PR #1220, opened 2019-07-29
flush queue on wait()

jeffdaily:


jeffdaily:
Test suite passes when running locally, but I could see how this PR might cause the error

```
tests/Unit/AsyncPFE/async_av_dependent8.cpp:85: void test1D() [grid_size = 32, tile_size = 16]: Assertion `hc::accelerator().get_default_view().get_pending_async_ops() == expectedPendingOps' failed.
```

Depending on when the queue flush occurs, the number of pending async ops would be reset back to 1 after the flush.  The flush during wait(), as well as the get_pending_async_ops(), are both correctly using the qmutex.  I would be favor of updating the test logic.  I don't think it is safe to assume how many pending ops exist.

scchan:
@jeffdaily The value of this test is questionable, I'd suggest removing it.

jeffdaily:
@scchan there a few tests that assert or test on get_pending_async_ops() -- how should we proceed? 

- tests/Unit/HC/test2.cpp
- tests/Unit/AsyncPFE/async_av_dependent8.cpp
- tests/Unit/AsyncPFE/async_av_independent4.cpp
- tests/Unit/AsyncPFE/async_av_dependent7.cpp

jeffdaily:
@scchan The failing test never exercises the new code from this PR.  Unrelated.  I verified by adding `assert(false)` (and print statements) to the new code and building and running only the failing test from the last CI run.

lib/hsa/mcwamp_hsa.cpp
```diff
@@ -1637,6 +1638,16 @@ class HSAQueue final : public KalmarQueue
             DBOUT(DB_CMD2, "No future found in wait, enqueued marker into " << *this << "\n");
         }
         back()->getFuture()->wait();
+        if (HCC_FLUSH_ON_WAIT) {
+            // aggressively cleanup resources
+            // but keep back() as a valid HSAOp, so decrement current insert index twice
+            int back_op_index = decrement(asyncOpsIndex); // index of back() op
+            int index = decrement(back_op_index); // index of first op to free
+            while (asyncOps[index] != nullptr && index != back_op_index) {
```
srinivamd, line 1646: Why is the asyncOps[index] != nullptr check needed in the while condition?

lib/hsa/mcwamp_hsa.cpp
```diff
@@ -119,6 +119,7 @@ int HCC_MAX_QUEUES = 20;
 #define HCC_PROFILE_SUMMARY (1<<0)
 #define HCC_PROFILE_TRACE   (1<<1)
 int HCC_PROFILE=0;
+int HCC_FLUSH_ON_WAIT=1;
```
srinivamd, line 122: How about defining the HCC_FLUSH_ON_WAIT as a count of asyncops to reclaim, so it can be tuned for performance analysis? A value of 0 or undefined env would be equivalent to no reclaim.

lib/hsa/mcwamp_hsa.cpp
jeffdaily: When the HSAQueue is created, its `std::vector< std::shared_ptr<HSAOp> > asyncOps` is default constructed with size `HCC_ASYNCOPS_SIZE`.  This should mean they are all initialized to `nullptr`.  The `asyncOps` vector is treated as a circular buffer via the `asyncOpsIndex` for the current insert index.  The flushing code starts at the `index` prior to the youngest op (`back_op_index`).   This `index` may refer to a nullptr instead of a valid HSAOp because we assign nullptr to HSAOps to trigger their ref-counted destructors.  The check will help short-circuit the while loop once we hit the first non-existent (`nullptr`) HSAOp in the circular buffer.  Otherwise, we would traverse the entire `HCC_ASYNCOPS_SIZE` items, currently 16k in size, for every `wait()`.

lib/hsa/mcwamp_hsa.cpp
jeffdaily: This is possible, sure.  Is it desirable to not recover all resources?

I imagine we would want to recover the resources associated with the oldest HSAOps first.  We do not maintain an index for the oldest op.

srinivamd: Isn't the worst case cleaning up HCC_ASYNCOPS_SIZE (16k) items? The env variable as a count to reclaim could be used as an upper limit to limit any intermittent/variable performance impact due to pending ops to, say, a more "predictable" behavior. Also, could be used to tune and collect data for analysis.

lib/hsa/mcwamp_hsa.cpp
srinivamd: If we want to avoid traversing large portions of the circular buffer, perhaps using the new environment variable as an upper bound count of items to reclaim could ensure that?

scchan: Partially cleaning up the async op vector would break the dependence chain.  It "may" still work but undesirable.  The threshold doesn't efficiently solve the problem that the short-circuit in the while loop could do here.

lib/hsa/mcwamp_hsa.cpp
scchan: I'd suggest the HCC_ASYNCOPS_SIZE being the first parameter to tune.  I think the current default is too large and there may be a sweet spot where it's sufficient large to accomodate a relatively large batch of dispatches without forcing a wait.

lib/hsa/mcwamp_hsa.cpp
```diff
@@ -1637,6 +1638,16 @@ class HSAQueue final : public KalmarQueue
             DBOUT(DB_CMD2, "No future found in wait, enqueued marker into " << *this << "\n");
         }
         back()->getFuture()->wait();
+        if (HCC_FLUSH_ON_WAIT) {
+            // aggressively cleanup resources
+            // but keep back() as a valid HSAOp, so decrement current insert index twice
```
scchan, line 1643: it's unclear to me the reason for keep the recent HSAOp, could you elaborate?

scchan (changes requested):

lib/hsa/mcwamp_hsa.cpp
jeffdaily: During testing, I was getting seg faults if I didn't leave the last op.  I think I figured out why as I review the code.  `isEmpty()` is using `back()` without checking it for nullptr.

lib/hsa/mcwamp_hsa.cpp
jeffdaily: if hsa signals are the precious resource, perhaps we should make that the limit.  also, #1173 could help reduce the resource use, but it is a much bigger than than this current PR.

lib/hsa/mcwamp_hsa.cpp
srinivamd: It's kind of counter-intuitive to nullify a non-null pointer (even though it is just decrementing ref count). If non-null asyncOps pointer can be reclaimed, does that mean the getPendingAsyncOps() logic needs to be updated?

scchan: getPendingAsyncOps is still correct but just not optimized, it's a function for debugging anyway

lib/hsa/mcwamp_hsa.cpp
scchan: I think I'll merge in this PR as-is and address the isEmpty() issue in another PR.

scchan (approved):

** Your task **
What this exercise calls for is a precise transcription of the material above.

** Output for this exercise **
PR #1220, opened 2019-07-29
flush queue on wait()

jeffdaily:


jeffdaily:
Test suite passes when running locally, but I could see how this PR might cause the error

```
tests/Unit/AsyncPFE/async_av_dependent8.cpp:85: void test1D() [grid_size = 32, tile_size = 16]: Assertion `hc::accelerator().get_default_view().get_pending_async_ops() == expectedPendingOps' failed.
```

Depending on when the queue flush occurs, the number of pending async ops would be reset back to 1 after the flush.  The flush during wait(), as well as the get_pending_async_ops(), are both correctly using the qmutex.  I would be favor of updating the test logic.  I don't think it is safe to assume how many pending ops exist.

scchan:
@jeffdaily The value of this test is questionable, I'd suggest removing it.

jeffdaily:
@scchan there a few tests that assert or test on get_pending_async_ops() -- how should we proceed? 

- tests/Unit/HC/test2.cpp
- tests/Unit/AsyncPFE/async_av_dependent8.cpp
- tests/Unit/AsyncPFE/async_av_independent4.cpp
- tests/Unit/AsyncPFE/async_av_dependent7.cpp

jeffdaily:
@scchan The failing test never exercises the new code from this PR.  Unrelated.  I verified by adding `assert(false)` (and print statements) to the new code and building and running only the failing test from the last CI run.

lib/hsa/mcwamp_hsa.cpp
```diff
@@ -1637,6 +1638,16 @@ class HSAQueue final : public KalmarQueue
             DBOUT(DB_CMD2, "No future found in wait, enqueued marker into " << *this << "\n");
         }
         back()->getFuture()->wait();
+        if (HCC_FLUSH_ON_WAIT) {
+            // aggressively cleanup resources
+            // but keep back() as a valid HSAOp, so decrement current insert index twice
+            int back_op_index = decrement(asyncOpsIndex); // index of back() op
+            int index = decrement(back_op_index); // index of first op to free
+            while (asyncOps[index] != nullptr && index != back_op_index) {
```
srinivamd, line 1646: Why is the asyncOps[index] != nullptr check needed in the while condition?

lib/hsa/mcwamp_hsa.cpp
```diff
@@ -119,6 +119,7 @@ int HCC_MAX_QUEUES = 20;
 #define HCC_PROFILE_SUMMARY (1<<0)
 #define HCC_PROFILE_TRACE   (1<<1)
 int HCC_PROFILE=0;
+int HCC_FLUSH_ON_WAIT=1;
```
srinivamd, line 122: How about defining the HCC_FLUSH_ON_WAIT as a count of asyncops to reclaim, so it can be tuned for performance analysis? A value of 0 or undefined env would be equivalent to no reclaim.

lib/hsa/mcwamp_hsa.cpp
jeffdaily: When the HSAQueue is created, its `std::vector< std::shared_ptr<HSAOp> > asyncOps` is default constructed with size `HCC_ASYNCOPS_SIZE`.  This should mean they are all initialized to `nullptr`.  The `asyncOps` vector is treated as a circular buffer via the `asyncOpsIndex` for the current insert index.  The flushing code starts at the `index` prior to the youngest op (`back_op_index`).   This `index` may refer to a nullptr instead of a valid HSAOp because we assign nullptr to HSAOps to trigger their ref-counted destructors.  The check will help short-circuit the while loop once we hit the first non-existent (`nullptr`) HSAOp in the circular buffer.  Otherwise, we would traverse the entire `HCC_ASYNCOPS_SIZE` items, currently 16k in size, for every `wait()`.

lib/hsa/mcwamp_hsa.cpp
jeffdaily: This is possible, sure.  Is it desirable to not recover all resources?

I imagine we would want to recover the resources associated with the oldest HSAOps first.  We do not maintain an index for the oldest op.

srinivamd: Isn't the worst case cleaning up HCC_ASYNCOPS_SIZE (16k) items? The env variable as a count to reclaim could be used as an upper limit to limit any intermittent/variable performance impact due to pending ops to, say, a more "predictable" behavior. Also, could be used to tune and collect data for analysis.

lib/hsa/mcwamp_hsa.cpp
srinivamd: If we want to avoid traversing large portions of the circular buffer, perhaps using the new environment variable as an upper bound count of items to reclaim could ensure that?

scchan: Partially cleaning up the async op vector would break the dependence chain.  It "may" still work but undesirable.  The threshold doesn't efficiently solve the problem that the short-circuit in the while loop could do here.

lib/hsa/mcwamp_hsa.cpp
scchan: I'd suggest the HCC_ASYNCOPS_SIZE being the first parameter to tune.  I think the current default is too large and there may be a sweet spot where it's sufficient large to accomodate a relatively large batch of dispatches without forcing a wait.

lib/hsa/mcwamp_hsa.cpp
```diff
@@ -1637,6 +1638,16 @@ class HSAQueue final : public KalmarQueue
             DBOUT(DB_CMD2, "No future found in wait, enqueued marker into " << *this << "\n");
         }
         back()->getFuture()->wait();
+        if (HCC_FLUSH_ON_WAIT) {
+            // aggressively cleanup resources
+            // but keep back() as a valid HSAOp, so decrement current insert index twice
```
scchan, line 1643: it's unclear to me the reason for keep the recent HSAOp, could you elaborate?

scchan (changes requested):

lib/hsa/mcwamp_hsa.cpp
jeffdaily: During testing, I was getting seg faults if I didn't leave the last op.  I think I figured out why as I review the code.  `isEmpty()` is using `back()` without checking it for nullptr.

lib/hsa/mcwamp_hsa.cpp
jeffdaily: if hsa signals are the precious resource, perhaps we should make that the limit.  also, #1173 could help reduce the resource use, but it is a much bigger than than this current PR.

lib/hsa/mcwamp_hsa.cpp
srinivamd: It's kind of counter-intuitive to nullify a non-null pointer (even though it is just decrementing ref count). If non-null asyncOps pointer can be reclaimed, does that mean the getPendingAsyncOps() logic needs to be updated?

scchan: getPendingAsyncOps is still correct but just not optimized, it's a function for debugging anyway

lib/hsa/mcwamp_hsa.cpp
scchan: I think I'll merge in this PR as-is and address the isEmpty() issue in another PR.

scchan (approved):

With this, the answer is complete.